Fewer men are having screening tests done for prostate cancer, which means that fewer cases of early-stage cancer are being detected, according to two studies. The incidence of prostate cancer has dropped, not because there are actually fewer cases, but because there is less effort to find it, the researchers said.
This finding is from two studies published in the Journal of the American Medical Association.
The declines in both screening and incidence statistics significantly affect public health, according to one of the groups of researchers, but they said it was too soon to tell if these declines could affect death rates from prostate cancer.
Screening for prostate cancer, as with screening tests for other types of cancer, has been debated for a long time. Some feel that wide use of screening saves lives while others say it leads to too much unnecessary treatment.

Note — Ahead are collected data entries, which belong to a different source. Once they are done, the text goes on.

PR #95, opened 2020-02-11
[Oxfordshire] ignore new feature_id attribute

struan:
small change to handle the feature_id asset we're now using now that we have assets.


dracos:
Think it should be a hidden field, not a server set. Not that it matters, as Oxfordshire do not pull services :)

PR #98, opened 2020-02-24
[WDM] enable statuses to be mapped

struan:
add a status_map key to the config and use that to map from WDM statuses
in fetched updates to FixMyStreet statuses


perllib/Integrations/WDM.pm
```diff
@@ -164,6 +164,14 @@ sub get_updates {
     return $updates;
 }
 
+sub map_statuses {
```
davea: This would be better named `map_status` as it only operates on a single status.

The decrease in testing is believed to be the result of a change in recommendations made in 2012 by the U.S. Preventive Services Task Force. The task force said that the risks of routine tests for prostate-specific antigen (PSA), a blood test for prostate cancer, outweighed the benefits. Not all cases of prostate cancer are deadly. Prostate cancer often grows slowly, so screening finds many tumors that might never become harmful. But these slow-growing tumors are treated anyway, often with surgery or radiation that can leave men impotent and incontinent.
One of the new studies found that early-stage diagnoses of prostate cancer per 100,000 men aged 50 and older has dropped to 416.2 in 2012, from 540.8 cases in 2008. The biggest decrease occurred between 2011 and 2012, after a draft of the task force guidelines was released. The percentage of men 50 and older who reported PSA screening in the previous 12 months dropped to 30.8% in 2013, from 37.8% in 2010.
A second study also found a significant decline in PSA testing after the change in recommendations.
An editorial accompanying the articles, by Dr. David F. Penson, the chairman of urologic surgery at Vanderbilt University Medical Center in Nashville, TN, acknowledged that too much screening can do harm but suggested that too little testing may be being done now.
Dr. Penson said, it would be better to "screen smarter" by testing most men less often and focusing more on men who at high risk for an invasive form of prostate cancer.